Dataset extract -
◇ ◇ ◇

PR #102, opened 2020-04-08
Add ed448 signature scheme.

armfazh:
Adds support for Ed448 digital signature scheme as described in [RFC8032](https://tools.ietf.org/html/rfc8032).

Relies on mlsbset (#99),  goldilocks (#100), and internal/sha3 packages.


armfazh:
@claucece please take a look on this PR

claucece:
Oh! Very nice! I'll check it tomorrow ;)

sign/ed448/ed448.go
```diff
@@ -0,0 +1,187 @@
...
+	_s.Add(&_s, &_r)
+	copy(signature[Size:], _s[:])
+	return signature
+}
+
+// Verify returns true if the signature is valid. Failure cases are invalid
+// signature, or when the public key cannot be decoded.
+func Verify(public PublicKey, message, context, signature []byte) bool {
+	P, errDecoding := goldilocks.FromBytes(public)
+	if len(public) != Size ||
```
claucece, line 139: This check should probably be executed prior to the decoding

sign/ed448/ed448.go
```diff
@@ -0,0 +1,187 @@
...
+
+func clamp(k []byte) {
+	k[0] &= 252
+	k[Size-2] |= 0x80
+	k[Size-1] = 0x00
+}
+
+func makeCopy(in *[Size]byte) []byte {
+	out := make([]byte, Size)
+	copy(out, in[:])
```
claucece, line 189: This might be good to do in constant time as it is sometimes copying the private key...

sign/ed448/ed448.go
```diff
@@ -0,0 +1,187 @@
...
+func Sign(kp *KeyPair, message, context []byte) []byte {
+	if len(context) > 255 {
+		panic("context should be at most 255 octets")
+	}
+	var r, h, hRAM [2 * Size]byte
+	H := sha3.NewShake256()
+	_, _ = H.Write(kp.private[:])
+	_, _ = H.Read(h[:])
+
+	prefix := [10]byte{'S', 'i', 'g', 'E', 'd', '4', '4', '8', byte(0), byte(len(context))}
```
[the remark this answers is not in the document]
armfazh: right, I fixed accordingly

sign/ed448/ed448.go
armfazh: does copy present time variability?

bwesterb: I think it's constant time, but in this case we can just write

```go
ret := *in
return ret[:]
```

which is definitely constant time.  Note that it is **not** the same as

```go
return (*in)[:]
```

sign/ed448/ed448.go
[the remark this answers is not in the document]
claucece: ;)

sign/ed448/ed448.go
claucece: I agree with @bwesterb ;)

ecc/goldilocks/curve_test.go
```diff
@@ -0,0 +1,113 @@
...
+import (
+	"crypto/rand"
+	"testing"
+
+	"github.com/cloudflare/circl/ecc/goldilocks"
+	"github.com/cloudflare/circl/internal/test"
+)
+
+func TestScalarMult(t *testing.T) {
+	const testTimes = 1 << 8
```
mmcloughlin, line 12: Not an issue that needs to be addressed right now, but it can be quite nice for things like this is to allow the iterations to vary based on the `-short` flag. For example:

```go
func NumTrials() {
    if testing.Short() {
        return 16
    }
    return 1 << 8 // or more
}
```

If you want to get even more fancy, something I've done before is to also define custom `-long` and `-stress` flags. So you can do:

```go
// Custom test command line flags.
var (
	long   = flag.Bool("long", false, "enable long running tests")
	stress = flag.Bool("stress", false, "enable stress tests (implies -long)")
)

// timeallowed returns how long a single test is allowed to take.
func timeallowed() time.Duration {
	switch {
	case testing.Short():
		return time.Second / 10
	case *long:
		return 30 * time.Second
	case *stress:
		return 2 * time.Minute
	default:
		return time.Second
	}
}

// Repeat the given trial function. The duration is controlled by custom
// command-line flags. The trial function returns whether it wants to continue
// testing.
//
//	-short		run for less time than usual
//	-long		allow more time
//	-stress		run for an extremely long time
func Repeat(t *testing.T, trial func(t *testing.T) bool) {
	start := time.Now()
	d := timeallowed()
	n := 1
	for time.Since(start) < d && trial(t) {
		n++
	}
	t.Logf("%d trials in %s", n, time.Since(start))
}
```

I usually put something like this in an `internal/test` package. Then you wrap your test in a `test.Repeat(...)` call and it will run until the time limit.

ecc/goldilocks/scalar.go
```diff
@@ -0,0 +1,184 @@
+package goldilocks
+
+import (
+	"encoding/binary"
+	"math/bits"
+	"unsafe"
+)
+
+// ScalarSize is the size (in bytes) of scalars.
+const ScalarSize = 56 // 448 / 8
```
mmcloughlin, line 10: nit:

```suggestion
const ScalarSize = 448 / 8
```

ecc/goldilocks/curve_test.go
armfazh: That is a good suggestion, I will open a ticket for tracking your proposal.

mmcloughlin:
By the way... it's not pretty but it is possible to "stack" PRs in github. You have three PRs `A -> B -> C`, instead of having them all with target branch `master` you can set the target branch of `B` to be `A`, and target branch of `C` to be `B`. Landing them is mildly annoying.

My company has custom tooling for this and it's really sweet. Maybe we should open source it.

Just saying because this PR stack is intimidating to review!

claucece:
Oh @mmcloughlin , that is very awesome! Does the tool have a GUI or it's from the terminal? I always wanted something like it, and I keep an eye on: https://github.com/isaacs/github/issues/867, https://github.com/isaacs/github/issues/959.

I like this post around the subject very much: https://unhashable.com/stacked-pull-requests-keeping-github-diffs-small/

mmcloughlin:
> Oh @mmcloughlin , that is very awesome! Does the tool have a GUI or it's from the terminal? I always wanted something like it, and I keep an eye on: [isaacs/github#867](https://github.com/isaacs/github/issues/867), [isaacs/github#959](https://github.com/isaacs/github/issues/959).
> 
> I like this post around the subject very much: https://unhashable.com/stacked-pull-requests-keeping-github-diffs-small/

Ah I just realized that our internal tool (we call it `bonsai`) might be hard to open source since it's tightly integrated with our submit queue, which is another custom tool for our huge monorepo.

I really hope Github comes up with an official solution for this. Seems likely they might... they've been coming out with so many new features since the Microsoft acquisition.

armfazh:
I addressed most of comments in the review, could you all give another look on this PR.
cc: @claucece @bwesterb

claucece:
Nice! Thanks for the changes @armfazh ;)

◇ ◇ ◇

Work instructions - Whichever lines of the data include the word "post", pull them out.

Exercise response -
I like this post around the subject very much: https://unhashable.com/stacked-pull-requests-keeping-github-diffs-small/
> I like this post around the subject very much: https://unhashable.com/stacked-pull-requests-keeping-github-diffs-small/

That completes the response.